Issue #4182, opened 2022-06-11
`CipherSeed` MAC is keyed directly with low-entropy passphrase


AaronFeickert:
The MAC used in the `CipherSeed` construction is [keyed](https://github.com/tari-project/tari/blob/development/base_layer/key_manager/src/cipher_seed.rs#L214) (via `Blake2b` input concatenation) with the user-supplied passphrase, which should be assumed to be of low entropy.

A straightforward improvement is to extend the associated `Argon2` output and split it to generate two keys: one for the `ChaCha20` encryption, and the other for the MAC. While the MAC is very short (only 5 bytes in the current design), this approach can take some advantage of any key stretching provided by `Argon2`, in addition to preventing an attacker from performing any kind of precomputation on the MAC prior to deriving the key.

Additionally, the use of `Blake2b` for this MAC construction should use proper domain separation. Any future hashing API should be strongly considered for this.

hansieodendaal:
Wow, the pitfalls...

jorgeantonio21:
I tried to tackle this issue, the PR can be found [here](https://github.com/tari-project/tari/pull/4296).

AaronFeickert:
Another recommendation that came up recently in a discussion with @jorgeantonio21 was to use separate hash operations for turning the [primary salt](https://github.com/tari-project/tari/blob/development/base_layer/key_manager/src/cipher_seed.rs#L116) into the `Argon2` [salt](https://github.com/tari-project/tari/blob/development/base_layer/key_manager/src/cipher_seed.rs#L245) and `ChaCha20` [nonce](https://github.com/tari-project/tari/blob/development/base_layer/key_manager/src/cipher_seed.rs#L241). This follows the best practice of not reusing key- or nonce-type material across different cryptographic primitives. The primary salt should continue to be used directly when [computing the MAC](https://github.com/tari-project/tari/blob/development/base_layer/key_manager/src/cipher_seed.rs#L140), as there it serves as something akin to authenticated associated data.

PR #4296, opened 2022-07-09
fix: low entropy mac passphrase in cipher seed (see issue #4182) 

jorgeantonio21:
Description
---The following is an attempt to improve `CipherSeed` mnemonic generation by tackling MAC being keyed directly with a low entropy passphrase. We use proper domain separation to attain this.

Motivation and Context
--- The generation of MAC, within the context of a `CipherSeed` instance, is obtained through keying a (low) entropy passphrase. In order to reduce the chances of success of an attack involving offline key pre-computation, it is desirable to hash the passphrase, before MAC keying, using proper domain separation. The current PR is an attempt in this direction.

How Has This Been Tested?
--- With previous unit tests.


jorgeantonio21:
Currently, we use a `Blake256` to generate domain separation. It might be desirable to use some other hashing algorithm, for purposes I don't understand.

Also feel free to comment below, as many of these concepts are not completely understood by the creator of the current PR.

applications/tari_validator_node/src/grpc/services/wallet_client.rs
```diff
@@ -72,11 +72,11 @@ impl WalletClient for GrpcWalletClient {
         contract_id: &FixedHash,
         state_root: &StateRoot,
         checkpoint_number: u64,
-        checkpoint_signatures: &[SignerSignature],
+        checkpoint_signatures: Vec<SignerSignature>,
```
SWvheerden: Why change this to a vec?
We are not changing this in the function?

dan_layer/core/src/services/checkpoint_manager.rs
```diff
@@ -35,7 +35,7 @@ pub trait CheckpointManager {
         &mut self,
         checkpoint_number: u64,
         state_root: StateRoot,
-        signature: &[SignerSignature],
```
SWvheerden: same here, why change to a vec?

dan_layer/core/src/services/checkpoint_manager.rs
```diff
@@ -60,7 +60,7 @@ impl<TWallet: WalletClient + Sync + Send> CheckpointManager for ConcreteCheckpoi
         &mut self,
         checkpoint_number: u64,
         state_root: StateRoot,
-        signatures: &[SignerSignature],
```
SWvheerden: and here?

SWvheerden (commented):
Why did you change a bunch of &[T] to Vec<T>?

hansieodendaal:
Hi @jorgeantonio21, maybe you can squash all commits and rebase? There seems to be many unrelated changes in the code changes.

applications/tari_validator_node/src/grpc/services/wallet_client.rs
jorgeantonio21: I am sorry @SWvheerden, this was due to a merge conflict that I missed.

dan_layer/core/src/services/checkpoint_manager.rs
jorgeantonio21: Same merge conflict

dan_layer/core/src/services/checkpoint_manager.rs
jorgeantonio21: Same merge conflict

jorgeantonio21:
> Hi @jorgeantonio21, maybe you can squash all commits and rebase? There seems to be many unrelated changes in the code changes.

Hi @hansieodendaal, thanks for the advice. I did rebase and the merge conflicts seem to be tackled.

base_layer/key_manager/src/cipher_seed.rs
```diff
@@ -255,6 +273,18 @@ impl CipherSeed {
         Ok(())
     }
 
+    fn apply_domain_separation(passphrase: &[u8], salt: &[u8], persona: &str) -> Result<Vec<u8>, KeyManagerError> {
+        if salt.len() > 16 || persona.len() > 16 {
+            return Err(KeyManagerError::DecryptionFailed);
+        }
```
hansieodendaal: This limitation is not required anymore with the use of the hashing API

base_layer/key_manager/src/cipher_seed.rs
```diff
@@ -34,14 +34,20 @@ use chacha20::{
...
 use tari_utilities::ByteArray;
 
 use crate::{
+    birthday::Birthday,
     error::KeyManagerError,
     mnemonic::{from_bytes, to_bytes, to_bytes_with_language, Mnemonic, MnemonicLanguage},
 };
 
 const CIPHER_SEED_VERSION: u8 = 0u8;
+const CIPHER_SEED_PERSONA: &str = "CIPHER_PERSONA";
```
hansieodendaal:
```suggestion
const CIPHER_SEED_PERSONA: &str = "com.tari.key_manager.cipher_seed";
```

base_layer/key_manager/src/cipher_seed.rs
```diff
@@ -95,10 +101,8 @@ pub struct CipherSeed {
 impl CipherSeed {
     #[cfg(not(target_arch = "wasm32"))]
     pub fn new() -> Self {
-        const SECONDS_PER_DAY: u64 = 24 * 60 * 60;
-        let days = u64::try_from(chrono::Utc::now().timestamp()).unwrap() / SECONDS_PER_DAY;
-        let birthday = u16::try_from(days).unwrap_or(0u16);
-        CipherSeed::new_with_birthday(birthday)
+        let birthday_data = Birthday::default();
```
CjS77: Why not just use `Birthday` instead of tearing it apart?

base_layer/key_manager/src/cipher_seed.rs
```diff
@@ -110,14 +114,17 @@ impl CipherSeed {
...
-    fn new_with_birthday(birthday: u16) -> Self {
+    fn new_with_birthday(birthday_data: Birthday) -> Self {
         let mut entropy = [0u8; CIPHER_SEED_ENTROPY_BYTES];
         OsRng.fill_bytes(&mut entropy);
         let mut salt = [0u8; CIPHER_SEED_SALT_BYTES];
         OsRng.fill_bytes(&mut salt);
 
+        let version = birthday_data.version();
+        let birthday = birthday_data.birthday();
+
```
CjS77: Instead of all this, just store a birthday instance

base_layer/key_manager/src/birthday.rs
```diff
@@ -0,0 +1,140 @@
...
+
+use serde::{Deserialize, Serialize};
+use tari_common::configuration::Network;
+use tari_core::blocks::genesis_block::get_genesis_block;
+
+#[derive(Clone, Debug, PartialEq, Eq, Serialize, Deserialize)]
+pub struct Birthday {
+    zero_point_time: u64,
+    birthday: u16,
+    version: u8,
```
CjS77: The way `version` is calculated seems very weird. Why is the version dependent on the current time??

There are no docs to explain this.

edit: Ok, it's just named in a very misleading way with no docs. See comments below

base_layer/key_manager/src/birthday.rs
```diff
@@ -0,0 +1,140 @@
...
+}
+
+impl Birthday {
+    pub fn default() -> Self {
+        let network = Network::Dibbler;
+        Self::new(network)
+    }
```
CjS77: impl Default!

base_layer/key_manager/src/birthday.rs
```diff
@@ -0,0 +1,140 @@
...
+
+    pub fn new(network: Network) -> Self {
+        let current_time = Self::current_time_in_seconds();
+        Self::new_from_current_time(network, current_time)
+    }
+
+    fn new_from_current_time(network: Network, current_time: u64) -> Self {
```
CjS77:
```suggestion
    fn new_from_time(network: Network, time: u64) -> Self {
```

if it was the current time you were using, you wouldn't need to pass the time in

base_layer/key_manager/src/birthday.rs
```diff
@@ -0,0 +1,140 @@
...
+        const SECONDS_PER_DAY: u64 = 24 * 60 * 60;
+        const PERIOD_LENGTH: u64 = u16::MAX as u64 + 1; // 2^16
+
+        let mut zero_point_time = Self::get_network_genesis_time(network);
+
+        let days = (current_time - zero_point_time) / SECONDS_PER_DAY;
```
CjS77: It would. be more idiomatic to use `Duration` and `Instant`

base_layer/key_manager/src/birthday.rs
```diff
@@ -0,0 +1,140 @@
...
+        let birthday = u16::try_from(days % PERIOD_LENGTH).unwrap();
+        let version = u8::try_from(days / PERIOD_LENGTH).unwrap();
```
CjS77: ????

base_layer/key_manager/src/birthday.rs
```diff
@@ -0,0 +1,140 @@
...
+    }
+
+    fn new_from_current_time(network: Network, current_time: u64) -> Self {
+        const SECONDS_PER_DAY: u64 = 24 * 60 * 60;
+        const PERIOD_LENGTH: u64 = u16::MAX as u64 + 1; // 2^16
+
+        let mut zero_point_time = Self::get_network_genesis_time(network);
+
+        let days = (current_time - zero_point_time) / SECONDS_PER_DAY;
+        let birthday = u16::try_from(days % PERIOD_LENGTH).unwrap();
```
CjS77: Is there a reason it's not `(days % PERIOD_LENGTH) as u16`?

base_layer/key_manager/src/birthday.rs
```diff
@@ -0,0 +1,140 @@
...
+        let version = u8::try_from(days / PERIOD_LENGTH).unwrap();
+
+        zero_point_time += PERIOD_LENGTH * u64::from(version);
```
CjS77: I prefer `PERIOD_LENGTH * (version as u64)` but simply stylistic.

base_layer/key_manager/src/birthday.rs
CjS77: Ohhh! This is an epoch counter. 

Please rename it some other than version (epoch / period for example), and provide a doc string explaining what it is for.

base_layer/key_manager/src/birthday.rs
```diff
@@ -0,0 +1,140 @@
...
+        self.zero_point_time
+    }
+
+    pub fn current_time_in_seconds() -> u64 {
+        u64::try_from(chrono::Utc::now().timestamp()).unwrap()
+    }
+
+    pub fn get_network_genesis_time(network: Network) -> u64 {
+        get_genesis_block(network).block().header.timestamp.as_u64()
+    }
```
CjS77: I think it would be better to not have the dependency on `tari_core::blocks::genesis_block` at all. 
Better to pass in the genesis time as a parameter to the constructor. Then this module is more independent / decoupled. Then you ALSO can drop the dependence on `Network` it looks like. Bonus!

base_layer/key_manager/src/birthday.rs
CjS77: And then wouldn't it be simpler to make the birthday a u32/u64 than manually reconstruct what is effectively a u24?

CjS77 (commented):
Reviewed Birthday module primarily

base_layer/key_manager/src/birthday.rs
jorgeantonio21: That is definitely a possibility. However, I don't feel confident that the birthday genesis time might depend on the API use. Since we are primarily interested in using `Birthday` to set up a timestamp to scan the blockchain, it might be good to have a consistent genesis time for birthday. I am possibly missing something in your commentary.

Moreover, following [issue](https://github.com/tari-project/tari/issues/4176), it is referred that one should have an hard-coded birthday genesis time, and it is suggested to use the timestamp of the genesis network. I also really want to remove the dependency on the `Network`, as well. One could just hard-code a recent date (like now) and set it for the future use of the `Birthday` type.

base_layer/key_manager/src/birthday.rs
jorgeantonio21: Definitely so ! I am going to change it :)

base_layer/key_manager/src/birthday.rs
jorgeantonio21: Much more readable this way, I am going to change it.

base_layer/key_manager/src/birthday.rs
jorgeantonio21: I am going to add docs. When I implemented the code, I had in mind the third suggestion described [here](https://github.com/tari-project/tari/issues/4176). 

From what I understood, the `version` field in `Birthday` should really work as an epoch counter. This would be used later on to index the `version` in `CipherSeed`. Following this approach, versioning is epoch-dependent.

Do you think this approach makes sense  ?

base_layer/key_manager/src/birthday.rs
jorgeantonio21: Done

base_layer/key_manager/src/birthday.rs
jorgeantonio21: I added a more detailed comment below.

base_layer/key_manager/src/birthday.rs
jorgeantonio21: I agree. I only implemented this way for testing purposes. I am going to refactor it conveniently.

base_layer/key_manager/src/birthday.rs
jorgeantonio21: If one decides to keep the versioning for `CipherSeed` to be dependent on the epoch. Another approach would be to migrate the version computation to the `CipherSeed` impl, thus make it more explicit the use case we have in mind.

hansieodendaal (commented):
LGTM, just the failing "test key manager wasm" tests left to fix

base_layer/key_manager/src/birthday.rs
AaronFeickert: The intent of the overall `version` field should be an unambiguous identification of all parts of the protocol that all software agrees on. So if you were to change `Argon2` parameters or migrate to a different MAC algorithm, you'd define a new version; any software that knows about it will do the right thing, and any software that doesn't will simply produce an error.

I don't, however, think it's a good idea to attempt to compute a dynamic version number from the birthday. The intent of the comment in [this issue](https://github.com/tari-project/tari/issues/4176) was that once enough time passes such that a given birthday could potentially overflow, then you (or whoever is doing development that far into the future!) would manually define a new version that accounts for this. Doing it dynamically feels like a risky approach that could cause conflicts with any non-birthday protocol changes requiring new versions.

base_layer/key_manager/src/birthday.rs
AaronFeickert: The idea behind hardcoding all parameters is to ensure that all implementations and installations agree on them unambiguously. Then you don't need to worry about differences in defaults or other computed parameters; everyone is working from the same playbook.

base_layer/key_manager/src/cipher_seed.rs
```diff
@@ -65,7 +72,15 @@ pub const CIPHER_SEED_MAC_BYTES: usize = 5;
 /// checksum    4 bytes
 ///
 /// In its enciphered form we will use the MAC-the-Encrypt pattern of AE so that the birthday and entropy will be
```
AaronFeickert, line 81: To be clear, MAC-then-encrypt is in general not a safe approach to authenticated encryption. It can be shown to be safe under certain designs, like a stream cipher with a strong MAC, but it isn't clear that the truncated hash function approach here strictly meets this requirement.

base_layer/key_manager/src/cipher_seed.rs
```diff
@@ -65,7 +72,15 @@ pub const CIPHER_SEED_MAC_BYTES: usize = 5;
...
-/// encrypted. The version and salt are associated data that are included in the MAC but not encrypted.
+/// encrypted. Moreover, instead of generating the MAC directly using the user provided low entropy passphrase, we
+/// shall instead produce a 32-byte hashing of it. In reality, such 32-byte hashing is obtained by applying Argon2,
```
AaronFeickert: It's much more than just a hash of the password, which would not be safe for this purpose. The intent is to use a password-based key derivation function to generate a derived key of higher effective entropy through the use of a carefully-designed function like `Argon2` that's built for this purpose. Then we use separate portions of that derived key for the MAC and for `ChaCha20` encryption.

base_layer/key_manager/src/cipher_seed.rs
```diff
@@ -130,19 +145,18 @@ impl CipherSeed {
...
-            .expect("Should be able to create blake2 hasher; will only panic if output size is 0 or greater than 64");
-        let mut hmac = [0u8; CIPHER_SEED_MAC_BYTES];
-        blake2_mac_hasher
-            .chain(plaintext.clone())
-            .chain([CIPHER_SEED_VERSION])
-            .chain(self.salt)
-            .chain(passphrase.as_bytes())
-            .finalize_variable(|res| hmac.copy_from_slice(res));
+        // generate the hash MAC
+        let mut hmac = Self::generate_hmac(
```
AaronFeickert: For clarity I would rename this, since [HMAC](https://datatracker.ietf.org/doc/html/rfc2104) has a specific definition that isn't being used here. In this design the MAC is generated from a hash function, but it's not strictly HMAC.

base_layer/key_manager/src/cipher_seed.rs
```diff
@@ -230,25 +243,29 @@ impl CipherSeed {
...
 
     fn apply_stream_cipher(data: &mut Vec<u8>, passphrase: &str, salt: &[u8]) -> Result<(), KeyManagerError> {
-        let argon2 = Argon2::default();
         let blake2_nonce_hasher: VarBlake2b = VarBlake2b::new(size_of::<Nonce>())
             .expect("Should be able to create blake2 hasher; will only panic if output size is 0 or greater than 64");
 
         let mut encryption_nonce = [0u8; size_of::<Nonce>()];
+
+        // TODO: use hashing API to generate suitable domain separation instead
+        let label = b"chacha20_salt";
```
AaronFeickert: Is this domain separation label too generic? Other separators elsewhere are more detailed to avoid any accidental reuse elsewhere.

base_layer/key_manager/src/cipher_seed.rs
```diff
@@ -230,25 +243,29 @@ impl CipherSeed {
...
         blake2_nonce_hasher
+            .chain(label)
```
AaronFeickert: A safer approach (and one used by the hashing API) is to ensure that any variable-length input to the underlying hash function be prepended with a fixed-length encoding of the input's length. This avoids accidental or malicious collisions. If you're taking a belt-and-suspenders approach, it's best to do this even for fixed-length inputs, in case they change later.

base_layer/key_manager/src/cipher_seed.rs
```diff
@@ -230,25 +243,29 @@ impl CipherSeed {
...
-        // will use key stretching to produce a longer nonce for the passphrase hash and the encryption nonce.
-        let salt_b64 = SaltString::b64_encode(&encryption_nonce)?;
+        // we take the last 32 bytes of the generated derived encryption key for Chacha20 cipher, see
+        // documentation
+        let derived_encryption_key: Vec<u8> = Self::generate_domain_separated_passphrase_hash(passphrase, salt)?
+            .into_iter()
+            .rev()
+            .take(32)
+            .rev()
+            .collect();
```
AaronFeickert: Is there a more straightforward and/or more idiomatic way to do this?

base_layer/key_manager/src/cipher_seed.rs
```diff
@@ -264,6 +281,107 @@ impl CipherSeed {
...
+impl CipherSeed {
+    fn generate_hmac(
+        birthday: &[u8],
+        entropy: &[u8],
+        cipher_seed_version: &[u8],
+        salt: &[u8],
+        passphrase: &str,
+    ) -> Result<Vec<u8>, KeyManagerError> {
+        // birthday should be 2 bytes long
+        if birthday.len() != 2 {
```
AaronFeickert: Might be better to avoid the use of a magic number and move this length to a constant, in case it changes in a future version.

base_layer/key_manager/src/cipher_seed.rs
```diff
@@ -264,6 +281,107 @@ impl CipherSeed {
...
+            return Err(KeyManagerError::InvalidData);
+        }
+
+        // we take the first 32 bytes of the generated derived encryption key for MAC generation, see documentation
+        let passphrase_key: Vec<u8> = Self::generate_domain_separated_passphrase_hash(passphrase, salt)?
+            .into_iter()
+            .rev()
+            .take(32)
+            .rev()
+            .collect();
```
AaronFeickert: Doesn't this take the _last_ 32 bytes?

base_layer/key_manager/src/cipher_seed.rs
```diff
@@ -264,6 +281,107 @@ impl CipherSeed {
...
+
+        // TODO: use hashing API to generate proper domain separation hash
+        let blake2_mac_hasher: VarBlake2b = VarBlake2b::new(CIPHER_SEED_MAC_BYTES).expect(
+            "Should be able to create blake2 hasher; will only panic if output size is 0 or greater than value",
+        );
+        let mut hmac = [0u8; CIPHER_SEED_MAC_BYTES];
+
+        blake2_mac_hasher
+            .chain(DOMAIN_SEPARATION_LABEL.as_bytes())
```
AaronFeickert: As noted elsewhere, ideally this should prepend the length of the label using a fixed-length encoding.

AaronFeickert (changes requested):

base_layer/key_manager/src/cipher_seed.rs
jorgeantonio21: Thank you for the clarification here, Aaron. I reused part of your explanation in the documentation, I hope it makes more clear the goal of the current refactor.

base_layer/key_manager/src/cipher_seed.rs
jorgeantonio21: I rename it simply to `mac`.

base_layer/key_manager/src/cipher_seed.rs
jorgeantonio21: Definitely agree. I changed this to, following the current convention, `com.tari.key_manager.cipher_seed.chacha20_enc`. Similarly for the MAC generation label.

base_layer/key_manager/src/cipher_seed.rs
jorgeantonio21: Nice catch here :) !

base_layer/key_manager/src/cipher_seed.rs
jorgeantonio21: I refactored it to use slicing, it makes the code cleaner and simpler to read. Thanks !

base_layer/key_manager/src/cipher_seed.rs
jorgeantonio21: Yes, definitely a bug. Corrected !

base_layer/key_manager/src/cipher_seed.rs
jorgeantonio21: I refactored the code to use the hashing API and take the first `n` byte elements, depending on the use case.

base_layer/key_manager/src/cipher_seed.rs
jorgeantonio21: I refactored the code to use the hashing API, this safety check should be taken care by the API.

base_layer/key_manager/src/cipher_seed.rs
```diff
@@ -264,6 +281,92 @@ impl CipherSeed {
     }
 }
 
+impl CipherSeed {
```
hansieodendaal, line 282: Using the `MacDomain` from the hasing API:
```suggestion
    // TODO: Remove when generic `HashingDomain::mac_hasher` implementation is ready
    fn mac_hasher<D: Digest + LengthExtensionAttackResistant>(
        domain_label: &'static str,
    ) -> DomainSeparatedHasher<D, MacDomain> {
        DomainSeparatedHasher::<D, MacDomain>::new(domain_label)
    }

    fn generate_mac(
```

base_layer/key_manager/src/cipher_seed.rs
```diff
@@ -264,6 +281,92 @@ impl CipherSeed {
...
+
+        // salt should be 5 bytes long
+        if salt.len() != CIPHER_SEED_SALT_BYTES {
+            return Err(KeyManagerError::InvalidData);
+        }
+
+        // we take the first 32 bytes of the generated derived encryption key for MAC generation, see documentation
+        let passphrase_key = Self::generate_domain_separated_passphrase_hash(passphrase, salt)?[..32].to_vec();
+
+        let mac = DomainSeparatedHasher::<Blake256, GenericHashDomain>::new(DOMAIN_SEPARATION_LABEL)
```
hansieodendaal: Using the `MacDomain` from the hasing API:
```suggestion
         // TODO: Replace with generic `HashingDomain::mac_hasher` implementation
        let mac = Self::mac_hasher::<Blake256>(DOMAIN_SEPARATION_LABEL)
```

hansieodendaal (commented):
Hi, looking better and better. I have added a suggestion for using the `MacDomain` when generating the `mac`

base_layer/key_manager/src/cipher_seed.rs
jorgeantonio21: Great suggestion !

base_layer/key_manager/src/cipher_seed.rs
```diff
@@ -264,6 +282,100 @@ impl CipherSeed {
...
+        let passphrase_key = Self::generate_domain_separated_passphrase_hash(passphrase, salt)?[..32].to_vec();
+
+        // TODO: Replace with generic `HashingDomain::mac_hasher` implementation, when it is ready
+        let mac = Self::mac_hasher::<Blake256>(DOMAIN_SEPARATION_LABEL)
+            .chain(birthday)
+            .chain(entropy)
+            .chain(cipher_seed_version)
+            .chain(passphrase_key.as_slice())
+            .finalize()
+            .into_vec();
```
AaronFeickert: This is missing the salt.

AaronFeickert (changes requested):

base_layer/key_manager/src/cipher_seed.rs
jorgeantonio21: Totally my fault and a problematic bugs. Thanks for taking notice of it, I corrected accordingly!

hansieodendaal (dismissed):
LGTM

base_layer/key_manager/src/lib.rs
```diff
@@ -11,3 +11,29 @@ pub mod mnemonic_wordlists;
...
 #[cfg(feature = "wasm")]
 pub mod wasm;
+
+use tari_common::hashing_domain::*;
+
+/// The key_manager DHT domain separated hashing domain
+/// Usage:
+///   let hash = comms_dht_hash_domain().digest::<Blake256>(b"my secret");
+///   etc.
+pub fn comms_dht_hash_domain() -> HashingDomain {
```
hansieodendaal:
```suggestion
pub fn base_layer_key_manager() -> HashingDomain {
```

hansieodendaal (dismissed):
LGTM - one naming conflict

base_layer/key_manager/src/lib.rs
```diff
@@ -11,3 +11,29 @@ pub mod mnemonic_wordlists;
 #[allow(clippy::unused_unit)]
 #[cfg(feature = "wasm")]
 pub mod wasm;
+
+use tari_common::hashing_domain::*;
```
stringhandler: I'd prefer something more like this:

```suggestion

hash_domain!(KeyManagerHashDomain, "com.tari.keymanager");

pub fn create_hasher<D:Digest>(label: &'static str) -> DomainSeparatedHasher<....> {
   DomainSeparatedHasher::new::<D>(label)
}




```

stringhandler: or using the `create_hasher!()` macro directly

stringhandler: or finally, one method for each use case...
```suggestion
hash_domain!(KeyManagerHashDomain, "com.tari.keymanager");

pub fn create_passphrase_hasher() -> DomainSeparatedHasher<VarBlake, KeyManagerHashDomain> {}

pub fn create_cipher_seed_mac_hasher() -> Domain....
```

stringhandler (approved):
Happy, but will wait for confirmation from @AaronFeickert  before merging

AaronFeickert:
> Happy, but will wait for confirmation from @AaronFeickert before merging

A bit delayed (my apologies), but utACK.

----------------------------------------

TASK
Going through the data above, return each line with the word "need".

ANSWER SECTION
if it was the current time you were using, you wouldn't need to pass the time in
AaronFeickert: The idea behind hardcoding all parameters is to ensure that all implementations and installations agree on them unambiguously. Then you don't need to worry about differences in defaults or other computed parameters; everyone is working from the same playbook.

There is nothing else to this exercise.